Michael Kolodziej, MD: It’s fascinating that over the last few years, we’ve seen the development of multiple approved pathways within the FDA, the most recent being breakthrough designation. And so, you get breakthrough designation if you’ve got a good story, or you’ve got a marker, or there’s really an unmet need. I would say, as an observer, it seems to me that the hurdle for approval via that mechanism seems to be lower, although when I say that, my colleagues at the FDA take great offense. Let’s just say, for the sake of argument, that we do see drugs getting to market faster. If you don’t think what I’m saying is true, just remember how quickly some of the immunotherapies made their way through the regulatory process—and I’m talking about days, not weeks, years, or months.
The real question is, are we confident that the results of the trials that led to regulatory approval through the FDA are, in fact, representative of what we’re going to see in the real world? And I think it’s got nothing to do with being a payer. I think everybody should be a little bit concerned about that.
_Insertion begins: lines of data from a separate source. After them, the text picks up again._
PR #4736, opened 2021-08-29
ESM: remove code for Node versions <10

juergba:
### Description

- remove ESM code which adressed Node versions <10
- move _lib/esm-utils.js_ to _lib/nodejs/esm-utils.js_


nicojs (approved):
So I guess this means a new major version?

juergba:
@nicojs  no, semver-patch.

We already have dropped Node v8 support with Mocha v8 more than 14 months ago.
Currently Mocha supports Node >=v12, and inofficially it still runs with Node v10.
So this PR just removes old code debris.

_lib/esm-utils.js_ and `lib/utils/supportsEsModules()` are not part of a public API.

outsideris (approved):

PR #4746, opened 2021-09-12
Stop using all global vars in browser entry

### LINKED ISSUE #4740: Window properties impeded using mocha
I recently tried to use mocha in a project whose runtime environment had a `window.ui` property and we had to patch our copy of mocha.js to make it work. The window property overshadows the mocha prototype property and mocha wouldn't even initialize properly. I suspect there are other critical properties that, if they appear as members of window, will cause similar problems.

I'm not sure if this is something the project wants to address directly, or if it's a "Doctor, it hurts when I do that - Don't do that" but I figured I'd report it anyway.

### Prerequisites

Actually, the last two are kind of N/A for this issue.

### Description

In this piece of code at the end of mocha.js, windows properties overwrite mocha properties, even those that are necessary for mocha to function.
```javascript
	var browserEntry = Object.assign(mocha, commonjsGlobal);
	return browserEntry;
```
In our case, the ui function was getting overwritten by a ui property introduced by the Foundry execution framework in which we were running our tests.

Once we adjusted this code to do the following, we were able to run mocha tests in our environment in the usual way:

```javascript
	// Wicked hack for Quench - 
	// get ui property out of copy of global merged with mocha before merging so it doesn't clobber mocha's ui function

	var hackedCommonJsGlobal = Object.assign({}, commonjsGlobal);
	delete hackedCommonJsGlobal.ui;
	var browserEntry = Object.assign(mocha, hackedCommonJsGlobal);
	return browserEntry;
```

It occurs to me that there may be other mocha properties that shouldn't be overshadowed by properties from window as well, and that mocha could protect itself from.

### Steps to Reproduce

Not sure how applicable this is.  Set up a globalThis.ui property before you import mocha and you should see the effect.

**Expected behavior:** Property doesn't affect mocha's ability to initialize before running tests.

**Actual behavior:** Property overshadows mocha's ui function and mocha is unable to initialize from options, even `setup('bdd')`, before running any tests. 

**Reproduces how often:** Quite consistently - if your globalThis has properties that happen to overshadow mocha properties.

### Versions

We were working with mocha 8.x and 9.x. The version of node doesn't specifically matter. 

### Additional Information

We aren't running mocha standalone from a command line in NOde, and we aren't spawning a process to run it and piping back the results, but we're running it as a library embedded in another app running in the browser. The tests need to use the APIs of the browser app in which the runner is executing.

This issue was found in the context of a module that lets us run tests within the FoundryVTT environment. This module adds the UI to the environment to kick off the tests and display the results, but it does it along with loading the core UI, the world, the system, etc.  so quite a lot of stuff for the environment has loaded, including the window.ui property, well before the imports of this specific module are invoked (including the mocha and chai imports). It is intended to be used in support of building other modules.

With this one tweak, the tests seem to run fine.

### LINKED ISSUE #4745: Stop iterating over window props
### Prerequisites

### Description

https://github.com/mochajs/mocha/blob/4860738af9de9493fade35aea3df65dc7461e100/browser-entry.js#L219

is causing chrome to show a `'window.webkitStorageInfo' is deprecated.` warning.

~To my understanding, iterating over the window properties is only for the `check-leaks` feature. Then with this feature disabled, there is no need to iterate that.~

There is no need to access all the global variables.

Thank you.

### Steps to Reproduce

Run any mocha test in a recent Chrome.

**Expected behavior:** No access to every global variables.

**Actual behavior:** At least one access to each global variable.

**Reproduces how often:** Every time you run mocha.

### Versions

- The output of `mocha --version` and `node node_modules/.bin/mocha --version`: 9.1.0
- The output of `node --version`: 14.17.0
- Your browser and version (if running browser tests): Chrome Dev 94.0.4595.0 with Playwright

PaperStrike:
### Description of the Change

https://github.com/mochajs/mocha/blob/4860738af9de9493fade35aea3df65dc7461e100/browser-entry.js#L219

is causing chrome to show a `'window.webkitStorageInfo' is deprecated` warning.
Using these properties may affect mocha's own functionalities, too. (See #4740)

This PR makes mocha export without using these globals.

This bug exists in mocha.

### Benefits

No `'window.webkitStorageInfo' is deprecated` warning when initializing.
No risk of breaking mocha's functionalities.

### Applicable issues

Fixes #4745.
Fixes #4740.

Is this a breaking change (major release)? **no**
Is it an enhancement (minor release)? **no**
Is it a bug fix, or does it not impact production code (patch release)? **yes**


juergba:
@PaperStrike thanks. I had a look, but havent understood everything, yet. It seems to be quite messy, and I don't want to turn it even worse.

In our Node code (for npm), these functions are static on the `Mocha` class, and therefore can be acessed by the `mocha` instance as well. In our browser code, these functions/variables are set on `global.Mocha`. Why do we need to copy them to `global.mocha` as well?

Not all these variables have to be set, only a subset depending on which interface (eg. `bdd`) has been chosen.

PaperStrike:
> Why do we need to copy them to `global.mocha` as well?

I have no idea. It's not written by me. By the comment, it's for import like in node. However, I can't get this running in real-browsers (bundled with [`playwright-test`](https://github.com/hugomrdias/playwright-test)), i.e., am not getting `global.describe` defined (let alone `mocha.describe`) before a explicit `mocha.setup`. I searched a long time for where mocha sets these to global before `mocha.setup` in test cases, tending to make them happen in the mocha instance at the same time, but no luck. Some magic is making them passing the test cases.

That's all I know.

If this is actually broken, delete / skip the required token test case for browser, export mocha without reading these globals, then everyone would be happy.

Or if I understand the situation correctly, we need a brave warrior to do a deep refactor, to better fix this.

juergba:
> I searched a long time for where mocha sets these to global [...]

It's in `mocha.ui()` => `this.suite.emit('pre-require', global, null, this);`. Note `global` is the context.
An event listener is registered in _lib/interfaces/bdd.js_.

PaperStrike:
@juergba Thanks. I know this and the problem is acturally when mocha invokes the `mocha.ui()`. In the test cases, global `describe`, `it` is always there, set by some point I don't know. But in the browser I tested, `this.suite.emit('pre-require', global, null, this);` is always invoked latter than browser entry's `export`. So the last line of `browser-entry.js` seems to be there only to make some test cases happy.

juergba:
@PaperStrike There is this special test _test\unit\required-tokens.spec.js_ already mentioned in _browser-entry.js_. Without this test, some other browser tests will fail running on `master` branch. It's weird, that this test has an influence on other browser tests.

@mantoni can I ask you a question, please?
Do you know why we need this `module.exports = Object.assign(mocha, global); ` Is it for making some useless Mocha tests happy (maybe some debris from the past)? Or something related with browserify? Or for people using Mocha's bundle for bundling their own file? Or whatever?
Why would we need: `thus, you can now do "const describe = require('mocha').describe" in a browser context (assuming browserification).` ?

mantoni:
@juergba Mocha cannot be browserified anymore since v8. I don't know why this exists, but if it explicitly mentions browserify, I guess it's legacy.

PaperStrike:
I made a aggresive commit that removes the `required-tokens` test case and put `browser-entry.js` into the setup (`test/browser-specific/setup.js`, not sure if it is the right place) for other tests that requires it.

---

And I came across a way that may fix the problem without editing tests by changing the last few lines of `browser-entry.js` to

```js

Object.keys(Mocha)
  .filter(function(key) {
    return !(key in mocha);
  })
  .forEach(function(key) {
    mocha[key] = Mocha.bind(mocha);
  });

module.exports = mocha;
```

But a weird thing happens when you use the above code, the number of test cases for `karma_no-ie11` (possibly with many others) drops from `passed: 504, ignored: 7` to `passed: 215, ignored: 2`. Emm... why? 🤔

juergba:
@mantoni thank you

PaperStrike:
It will be better to have `describe`, `it` available on `mocha` in browsers, anyway. We all agree it is broken currently as we copy from the global before a `mocha.setup`.

And we can (just tested) achieve this by copying the values from `Mocha` in the last few lines of `browser-entry.js` like:

```js
Object.keys(Mocha)
  .filter(function(key) {
    return !(key in mocha);
  })
  .forEach(function(key) {
    mocha[key] = Mocha[key];
  });

module.exports = mocha;
```

The problem is the test cases. It's hard to pass them. I tried to put a `require('../..').setup('bdd')` in `test/browser-specific/setup.js`, and found I would need to put a `.run` somewhere, too. And I don't know where to put it. (Unless set up as `'tdd'`, it passes the tests, but not gracefully.)

juergba:
@PaperStrike thank you so far, you are a big help on this issue. I feel a little better, but still this bundling story is so fuzzy.

Why do we need `describe` and `it` in `mocha` at all:
- for users?: `We all agree it is broken currently as we copy from the global before a mocha.setup`.
So you are saying for the user these functions are currently not available on `mocha`.
And nobody is complaining. Right?
- for browserify?: no => `Mocha cannot be browserified anymore since v8.`
- for our own tests?: seems to be the only reason.

So at first sight I like the idea to removing the `required-tokens` requirement:
- I haven't understood the role of `required-tokens` test case. Why does it work with, but fails without it?
- `In our Node code (for npm), these functions are static on the Mocha class, and therefore can be acessed by the mocha instance as well.` I was wrong, in Node these functions are not available on `mocha` instance either.
- `The problem is the test cases (tests in this repo, I mean).`: why? all CI tests have been passing ...
- `it will be better to have describe, it available on mocha in browsers`: why? The users currently don't have it on `mocha`.

> I made a aggresive commit that removes the required-tokens test case and put browser-entry.js into the setup (test/browser-specific/setup.js, not sure if it is the right place) for other tests that requires it.

I haven't understood, why _browser-entry.js_ in the setup makes the test pass.

Is your last proposition as an addition to the current PR? Or standalone?

PaperStrike:
@juergba 

> * I haven't understood the role of `required-tokens` test case. Why does it work with, but fails without it?

To find the cause, I shortened `required-tokens.spec.js` as tiny as possible, and found the necessary part, `require('../..')`. `../..` links to the `index.js` in the root dir, and by the `browser` field in `package.json`, it links to `browser-entry.js` when bundling. So the solution is require `browser-entry.js` somewhere. But wait, what's the root cause, and what if we only need a little piece of `browser-entry.js`? Combined with the error messages (something related to properties of `process`), and the content of `browser-entry.js`, it seems better to require `browser-entry.js` as a whole.

> * `In our Node code (for npm), these functions are static on the Mocha class, and therefore can be acessed by the mocha instance as well.` I was wrong, in Node these functions are not available on `mocha` instance either.

Yeah. Earlier this day I found mocha in Node exports `Mocha`, and mocha in browser exports its instance. Quite weird I would say.

> * `The problem is the test cases (tests in this repo, I mean).`: why? all CI tests have been passing ...

"The problem" means we _will_ have tests failed, if we use the code right above that sentence, without doing other stuff like removing `required-tokens.spec.js` and editing `test/browser-specific/setup.js`. The later sentenses in that comment start with this context, too.

Sorry I didn't made it clear.

> * `it will be better to have describe, it available on mocha in browsers`: why? The users currently don't have it on mocha.

Modules are the future. I like writting tests like:

```js
import { describe, it } from 'mocha';
describe(...);
```

which is not possible in browsers. And I wish one day mocha exports functions to global only when the user requires. It's not possible for now, and the first step to modularize would be the users being able to write like that.

> Or if I understand the situation correctly, we need a brave warrior to do a deep refactor, to better fix this.

The "deep refactor" may be to export `Mocha` in both Node and browsers. Is anyone interested?

juergba:
Ok, we are quite close now.
I prefer the solution of this PR as is, so without `describe`/`it` on `mocha`.

> import { describe, it } from 'mocha';  [...] which is not possible in browsers.

Why do you prefer having it on `mocha` then? If you can't use it anyway. Or can you use for your own bundling?

PaperStrike:
> Why do you prefer having it on mocha then? If you can't use it anyway. Or can you use it for your own bundling?

I can use it, if the code in https://github.com/mochajs/mocha/pull/4746#issuecomment-920687732 were applied. If it's applied I can write tests like:

```html
<script src="link/to/mocha/bundle"></script>
<script>
mocha.setup('bdd');
</script>
<!-- Can also link to external script files -->
<script type="module" id="my-real-tests">
import { describe, it } from 'link/to/mocha/bundle';

describe('group', () => {
  it('pass', () => {});
});
</script>
<script>
mocha.run();
</script>
```

PaperStrike:
Anyway, it seems a bit off topic now. If you prefer to delete the required-tokens test case and agree to put a `require` in `/test/browser-specific/setup.js`, merge this PR then.

juergba:
Ok then, add https://github.com/mochajs/mocha/pull/4746#issuecomment-920687732 to this PR.
Please also confirm wether #4740 will be fixed, and add it to your description.
I will do some testing tomorrow with your updated branch.

juergba:
The `required-tokens` test case will not pass, even if you add your proposition.

PaperStrike:
> The required-tokens test case will not pass, even if you add your proposition.

Yeah, that's why I mentioned "The problem is the test cases", "tried to put a `require('../..').setup('bdd')` in `test/browser-specific/setup.js`", found 0 test is running for "need to put `.run()` somewhere, too", and noticed "setting up as `setup('tdd')` magically passes the tests" while "we're using bdd".

I'm in UTC+8 and sorry I am out for some hours.

PaperStrike:
@juergba After running some own tests in real browsers without bundling beforehead, now I agreed to keep this PR as is.. Been using these TypeScript, bundlers for sometime, damn me forget the browsers don't support such syntax at all. Sorry for wasting your time.

PaperStrike:
PR description updated.

juergba:
Regarding removed test case _required-tokens.spec.js_: we still have integration tests covering this `require` interface on Node.

juergba (approved):
@PaperStrike thank you for this PR!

We’ve seen, for example, that in Europe, where they often hesitate on coverage based on cost, frequently the way those drugs come to market is through some provisional access pending further clinical data. That isn’t such a bad idea. In the old accelerated approval, those postmarketing studies were often a component of the approval and often were not completed, unfortunately.
So, as we look at the breakthrough designation, my personal opinion is we should take a step back and think about a requirement to collect some real-world evidence. We are getting what we thought we were going to get from some of these really exciting therapies. See, the goal should not be to try to limit access to the market for some stuff that really looks exciting. I think accountability is a good thing, and that’s why I feel that way.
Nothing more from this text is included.